Another way God communicated with me during this crisis was through a reminder of a sermon preached the previous week at Pioneer Memorial Church. It was about forgiveness. And that was exactly what I needed to do. Another sermon that spoke to my heart at that time was a sermon by the Pathfinders on the biblical topic of “Be Still and Know That I Am God.” This, too, was an important message because I had to stay calm and trust God for His providence.
One day, during my Bible study time, I came across the biblical quotation cited at the beginning of my testimony and I was then comforted by the words, I cried out to God for help; I cried out to God to hear me. When I was in distress, I sought the Lord (Psalm 77:1, 2a NIV).

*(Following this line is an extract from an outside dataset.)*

PR #692, opened 2022-12-30
⭐️ use the ecr keychain helper for ecr image connect

vjeffrey:
unfortunately i haven't found a way to tell the ecr keychain helper to use a specific profile quite yet (to be able to pass in the profile identifier that is passed to the shell)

God answered my prayers by providing the amount of money I needed for my husband to be released through the generosity of a good family friend of ours.

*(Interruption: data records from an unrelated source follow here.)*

PR #705, opened 2023-01-02
🌙 Add GCP Logging MQL resources

imilchev:
GCP SQL MQL resources:
 - buckets - `gcp.project.logging.buckets{ * }`


resources/packs/gcp/gcp.lr
```diff
@@ -1040,4 +1042,64 @@ private gcp.project.cluster.nodepool.config.confidentialNodes @defaults("enabled
   id string
   // Whether to use confidential nodes
   enabled bool
+}
+
+// GCP Logging resources
+private gcp.project.loggingservices {
```
chris-rock: Should this be a singular? `gcp.project.loggingservice`

resources/packs/gcp/gcp.lr
```diff
@@ -1040,4 +1042,64 @@ private gcp.project.cluster.nodepool.config.confidentialNodes @defaults("enabled
...
+  // Project ID
+  projectId string
+  // List of logging buckets
+  buckets() []gcp.project.loggingservices.bucket
+}
+
+// GCP Logging bucket
+private gcp.project.loggingservices.bucket @defaults("name") {
+  // Internal ID
+  id string
```
chris-rock: Lets remove all `Internal ID` since we do not need them

resources/packs/gcp/logging.go
```diff
@@ -0,0 +1,116 @@
...
+	"fmt"
+
+	"go.mondoo.com/cnquery/resources"
+	"go.mondoo.com/cnquery/resources/packs/core"
+	"google.golang.org/api/logging/v2"
+	"google.golang.org/api/option"
+)
+
+func (g *mqlGcpProjectLoggingservices) id() (string, error) {
+	return "gcp.project.loggingservices", nil
```
chris-rock: This will not work for multiple instances for multiple projects since they return always the same id.

```
func (g *mqlGcpProjectLoggingservices) id() (string, error) {
  projectId, err := g.ProjectId()
  if err != nil { return "", err}
  
  return "gcp.project.loggingservices/"+ projectID, nil
}
```

resources/packs/gcp/logging.go
```diff
@@ -0,0 +1,116 @@
...
+				"type", cfg.Type,
+			)
+			if err != nil {
+				return nil, err
+			}
+			indexConfigs = append(indexConfigs, mqlIndexConfig)
+		}
+
+		mqlBucket, err := g.MotorRuntime.CreateResource("gcp.project.loggingservices.bucket",
+			"id", bucket.Name,
```
chris-rock: We do not need the id since we have the name as field already. Lets move this logic into the id function.

resources/packs/gcp/logging.go
```diff
@@ -0,0 +1,116 @@
...
+			)
+			if err != nil {
+				return nil, err
+			}
+		}
+
+		indexConfigs := make([]interface{}, 0, len(bucket.IndexConfigs))
+		for i, cfg := range bucket.IndexConfigs {
+			mqlIndexConfig, err := g.MotorRuntime.CreateResource("gcp.project.loggingservices.bucket.indexConfigs",
+				"id", fmt.Sprintf("%s/indexConfigs/%d", bucket.Name, i),
```
chris-rock, line 82: lets move this logic into the id function. Instead we should add the bucketName as attribute

resources/packs/gcp/logging.go
```diff
@@ -0,0 +1,116 @@
...
+		return nil, err
+	}
+
+	mqlBuckets := make([]interface{}, 0, len(buckets.Buckets))
+	for _, bucket := range buckets.Buckets {
+
+		var mqlCmekSettings resources.ResourceType
+		if bucket.CmekSettings != nil {
+			mqlCmekSettings, err = g.MotorRuntime.CreateResource("gcp.project.loggingservices.bucket.cmekSettings",
+				"id", fmt.Sprintf("%s/cmekSettings", bucket.Name),
```
chris-rock: lets move that logic into the id function

chris-rock (commented):
Great addition @imilchev I left a few comments for improvement.

resources/packs/gcp/logging.go
imilchev: I don't have the index in the MQL resource. I either need to add the index, the bucket name and the project ID to this reosource and then move the construction of the ID to the id function or I should leave it like this. Not sure what's better but this looks like less code

resources/packs/gcp/gcp.lr
```diff
@@ -1040,4 +1042,66 @@ private gcp.project.cluster.nodepool.config.confidentialNodes @defaults("enabled
...
+  // List of logging buckets
+  buckets() []gcp.project.loggingservice.bucket
+}
+
+// GCP Logging bucket
+private gcp.project.loggingservice.bucket @defaults("name") {
+  // Project ID
+  projectId string
+  // CMEK settings of the log bucket
+  cmekSettings gcp.project.loggingservice.bucket.cmekSettings
```
chris-rock: I think we can use a dict here

imilchev: done

chris-rock (approved):
Thank you @imilchev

God listens and answers my prayers, but His answers have to be worked out or revealed through human agencies. It is interesting to note how our daily acts, which we may take for granted, may be an answer to another person’s prayer. In my story, I appreciate all the people who availed themselves for God’s answers to my prayers to be realized. They were angels in the outfield.
Finally, to the glory of God, I have completed Andrews University with a Master of Arts degree in the Teaching of English to Speakers of Other Languages (M.A. in TESOL). On my graduation day, I was beaming with smiles. Of all the graduates receiving their diplomas, I think I was the happiest because I knew I had come that far only by the providence of God.